Thursday, June 9, 2011

X-Men: First Class

♣♣♣♣/♣♣♣♣♣

Sebastian Shaw (Kevin Bacon) and his gang: Azazel, the tornado guy, and Emma Frost (January Jones) push their agenda for world domination through intimidation and mind control, pushing the United States and the Soviet Union to the brink of a nuclear World War. Meanwhile, Charles Xavier (James McAvoy) and Raven Darkholme (Jennifer Lawrence) discover the existence of other mutants as they struggle to form a CIA-backed elite team to stop the said event. Along the way they meet Erik Lehnsherr (Michael Fassbender), a metal-bending mutant with a lot of emotional baggage out for revenge.

Judging from both Hugh Jackman and Rebecca Romijn’s respective cameos and the extended Auschwitz scene from the first movie in the franchise, X-Men First Class seems to be positioning itself as a prequel to the previous four. It actually is a good precursor in terms of characterization in that it really helps a lot in understanding why the characters think and act the way they do in the Marvel movie universe, with emphasis on the word movie. Another noteworthy observation would be the various references to the origins of some important items that successfully link this movie to the others such as Magneto’s Helmet, the Blackbird, and Cerebro, to name a few. However, there are just so many inconsistencies in plot and timeline to link this one to the four earlier sequels. You would probably have to declare several of them as non-cannon just for the others to work. The perfect example would be Emma Frost.

At least in this movie she gets to display her kick-ass mental gifts strong enough to rival Xavier’s, although the producers just could not seem to get enough of her ability to turn into diamond just because it looks good on screen. In the Wolverine movie, we see her portrayed by a younger actress who meets Charles Xavier while escaping from captivity. The problem is, that particular Xavier was Patrick Stewart. In this movie she is played by January Jones, a lot older and almost the same age as Xavier, portrayed by McAvoy. So unless you would argue that McAvoy is actually the older version of Patrick Stewart’s Charles Xavier, then it just does not make any sense. Besides, the Emma Frost character in the Wolverine movie could have easily been cut from the storyline because she was really useless in it and just served as a display, again in diamond form. But even with this subplot removed there are still a lot of inconsistencies left.

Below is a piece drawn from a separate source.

PR #397, opened 2026-09-04
feat(pricing): re-plan when the remaining solar forecast moves

syphernl:
## Why

The dynamic-pricing calendar is built once, at 00:05. The only later correction, `_check_dp_pre_slot_reevaluation`, can mark a planned slot skippable — it never adds one. So every input that moves during the day is one-way: the plan can shrink, never grow.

Again, this movie is just a perfect tool for understanding the motivations behind each character’s actions and philosophy in the other X-Men movies, for example: Magneto’s lost trust in mankind, Mystique’s loyalty to him, Xavier’s paralysis (his baldness was not explained but alluded to), etc. But then again, most comic book purists must already be squirming in disgust right now for the many adjustments made just to accommodate the whims of Hollywood movie producers and the desperate attempt to connect the movie to the other four in the series.

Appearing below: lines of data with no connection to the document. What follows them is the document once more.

PR #400, opened 2026-09-04
feat(pricing): keep stored energy for the dearer hours that need it

syphernl:
> **Stacked on #355.** Its two commits are part of this diff until that PR merges into `release/v1.5.0`, after which only `feat(pricing): keep stored energy for the dearer hours that need it` remains here. Review that commit alone.

## Why

`price_discharge` asks whether the current hour is cheap. It never asks whether the dearer hours still ahead need the energy that is in the battery. So a full battery at noon is held out of a mild hour it could have covered, and a nearly empty one at 16:00 is drained into that same hour before the peak it was saved for. Discussions #273 and #270 both ask for the missing half.

## What

An opt-in Dynamic Pricing subfunction. Per rebuild it:

1. takes the price slots between now and local midnight;
2. projects the learned 15-minute consumption profile onto them and subtracts the expected PV, leaving the net grid demand per slot;
3. gives the dearest slots first claim on the energy above the SOC floors, only for slots at least the configured minimum saving above the current price;
4. subtracts the PV expected to refill the battery before that claim falls due, capped by the room left in it;
5. converts the remainder into one percentage of fleet capacity and sets a per-battery `price_reserve` discharge blocker below that level.

Everything above the reserve stays available for self-consumption now, so this composes with the existing thresholds instead of competing with them. The reserve is recomputed every control cycle against the live price and live SOC.

## Why a blocker and not a raised `min_soc`

`_curtailment_battery_snapshots` resolves each battery's floor through `_effective_discharge_min_soc`. Raising that floor would feed this calculation into its own input, and would shrink the pre-discharge budget by the reserve. `price_reserve` is registered as an *economic* blocker, so safety paths, peak shaving, manual time slots and the pre-discharge planner look straight past it.

## Scope and limits

Dynamic pricing only; real-time price mode has no forward curve. Nothing is reserved past midnight — reserving overnight would be wrong on every day the sun refills the battery, and there is no model of tomorrow's PV. The reserve does not know about grid charging planned later in the day, so on a night with a scheduled cheap charge it can hold energy the plan was going to replace.

Refs #273, #270.

## Tests

53 new tests, `2313 passed, 10 skipped`.


ffunes:
Frank — first, thanks. The quality here is genuinely high, the tests are there, and choosing an economic blocker over raising `min_soc` to avoid feeding the reserve back into `_effective_discharge_min_soc` was the right call and not the obvious one. I want to keep getting this.

I do need to change one thing about how we work, though, and it isn't about the code.

I decide the roadmap for this integration, and right now I'm deciding it in response to finished PRs. Four open at once, all in dynamic pricing, means my week goes to evaluating work that already exists instead of building what I think grows the user base. And by the time a PR is written, "no" costs you three days of work — that's not a fair position to put either of us in.

So, from here: **fixes, go ahead, no need to ask.** **Features, get a green light first** — comment on the discussion and wait for me. I've added an `approved` label and I'll start marking discussions with it, so there's a queue you can pull from rather than guessing.

On the PRs themselves: #355, #401 and #397 go into 1.5.0, as they are. I'll merge in that order — #355 first since it moves `config_flow.py` and `pricing/engine.py` the most, then #401, then #397 rebased on top.

**This one waits for 1.6.0.** Two reasons. It reads the DP forward plan, and that plan still can't distinguish the morning slot from the evening one in `_last_decision_data` — I want that fixed before something new depends on it. And it's the second planner reading the same price curve and PV forecast as #355, with no test for the day both are active: `surplus_price_hold` blocking charge while `price_reserve` blocks discharge, battery frozen in both directions, nothing in the panel explaining why. When you rebase off #355, could you add that case?

One correction: `_evaluate_evening_recharge` doesn't call `get_average()`. It's a local of `_evaluate_remaining_grid_charging` (assigned at `engine.py:3867`, called at 3881) and the evening path never references it — same on `main` and `release/v1.5.0`. No `NameError`.

syphernl:
Rebased on `release/v1.5.0` with #355 in. Added `tests/test_surplus_hold_with_discharge_reserve.py`: both planners active on the same day, `surplus_price_hold` blocking charge while `price_reserve` blocks discharge. It asserts both blockers register at once, that each carries its own reason and detail so the panel can attribute the standstill, that releasing either direction leaves the other untouched, and that the reserve only holds a battery that has reached its reserved floor. Full suite green.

Acting seems to be the strong feature of this movie. The bromance between bald head and magnet guy is heavily backed up by the good rapport between Fassbender and McAvoy. Lawrence delivers an honest performance as the blue freak despite being the exact opposite in real life. Tell me that she actually feels ugly off-screen and I will hit you with my laptop. Even Kevin Bacon is menacing and creepy enough as the evil mastermind who steals energy to use as his own weapon. This movie is worth it. Watch!